TASK DETAILS → Find the word "blob" in the listing below. Copy every line that has it.

MATERIAL FOR THIS EXERCISE →
PR #6668, opened 2022-03-21
docs: translate some zh/*.md table properties to chinese

liangliang4ward:
### Description
translate some zh/*.md table properties to chinese

Fixes # (issue)

### Checklist


docs/zh/latest/plugins/csrf.md
```diff
@@ -29,7 +29,7 @@ title: csrf
 
 ## 属性
 
-| Name             | Type    | Requirement | Default | Valid | Description                                                  |
+| 名称             | 类型    | 必选 | 默认值 | 有效值 | 描述                                                 |
```
juzhiyuan, line 32:
```suggestion
| 名称             | 类型    | 必选项 | 默认值 | 有效值 | 描述                                                 |
```

juzhiyuan (commented):
Thanks! Also cc @hf400159 @kwanhur to take a look, for unifying Chinese Documentation Style 😄

kwanhur:
Translate [`optional` --> `可选`](https://github.com/apache/apisix/blob/master/docs/zh/latest/plugins/redirect.md?plain=1#L37 ) at the same.

docs/zh/latest/plugins/csrf.md
liangliang4ward: done

liangliang4ward:
> Translate [`optional` --> `可选`](https://github.com/apache/apisix/blob/master/docs/zh/latest/plugins/redirect.md?plain=1#L37) at the same.

done

docs/zh/latest/plugins/csrf.md
```diff
@@ -29,11 +29,11 @@ title: csrf
...
 
-| Name             | Type    | Requirement | Default | Valid | Description                                                  |
+| 名称             | 类型    | 必选项 | 默认值 | 有效值 | 描述                                                 |
 | ---------------- | ------- | ----------- | ------- | ----- | ------------------------------------------------------------ |
-|   name   |  string |    optional    | `apisix-csrf-token`  |    | 生成的 Cookie 中的 token 的名字，需要使用这个名字在请求头携带 Cookie 中的内容 |
-| expires |  number | optional | `7200` | | CSRF Cookie 的过期时间(秒) |
-| key | string | required |  |  | 加密 token 的秘钥 |
+|   name   |  string |    可选    | `apisix-csrf-token`  |    | 生成的 Cookie 中的 token 的名字，需要使用这个名字在请求头携带 Cookie 中的内容 |
+| expires |  number | 可选 | `7200` | | CSRF Cookie 的过期时间(秒) |
+| key | string | 必选 |  |  | 加密 token 的秘钥 |
```
hf400159, line 36:
```suggestion
|   name   |  string |    否    | `apisix-csrf-token`  |    | 生成的 Cookie 中的 token 的名字，需要使用这个名字在请求头携带 Cookie 中的内容 |
| expires |  number | 否 | `7200` | | CSRF Cookie 的过期时间(秒) |
| key | string | 是 |  |  | 加密 token 的秘钥 |
```

hf400159: I think it should be changed to “是” or “否”. This is more suitable for "必选项".

liangliang4ward: @juzhiyuan what you think?  if we changed to "是" or "否"，we should changed all docs includ en&zh

juzhiyuan: I just checked Stripe and GitHub's API References, they're different from Apache APISIX API References.

I have two styles:

1. Required (必填) -> Yes, No
2. Optional (可选) -> Required, Optional

After consideration, how about using `Required` as column name? also cc @navendu-pottekkat

liangliang4ward: If we do, I'll change it all on this PR

juzhiyuan: > translate some zh/*.md table properties to chinese

Please wait for @navendu-pottekkat, @kwanhur, and @hf400159's confirmation, because if we change Chinese, we should also update English version :)

navendu-pottekkat: I would suggest Required -> Yes/No

kwanhur: No, I don't we should change them on this PR, before the document specification comes out, I prefer that keep consistent format.

kwanhur: No, I don't we should change them on this PR, before the document specification comes out, I prefer that keep consistent format.

liangliang4ward: > No, I don't we should change them on this PR, before the document specification comes out, I prefer that keep consistent format.

yes;  I aggree with you

navendu-pottekkat: I agree. And for the specification we can follow this I would suggest Required -> Yes/No.

liangliang4ward:
So let me conclude.
the parameter table head  column "is required" 
In en/*.md    is  `Required ` and value is `Yes/No`;
In zh/*.md    is  `必填` and value is `是/否`.

@kwanhur @juzhiyuan @navendu-pottekkat @hf400159 

I will close this PR. we can renew another one.

docs/zh/latest/plugins/csrf.md
juzhiyuan: OK!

OUTPUT FOR THIS EXERCISE →
Translate [`optional` --> `可选`](https://github.com/apache/apisix/blob/master/docs/zh/latest/plugins/redirect.md?plain=1#L37 ) at the same.
> Translate [`optional` --> `可选`](https://github.com/apache/apisix/blob/master/docs/zh/latest/plugins/redirect.md?plain=1#L37) at the same.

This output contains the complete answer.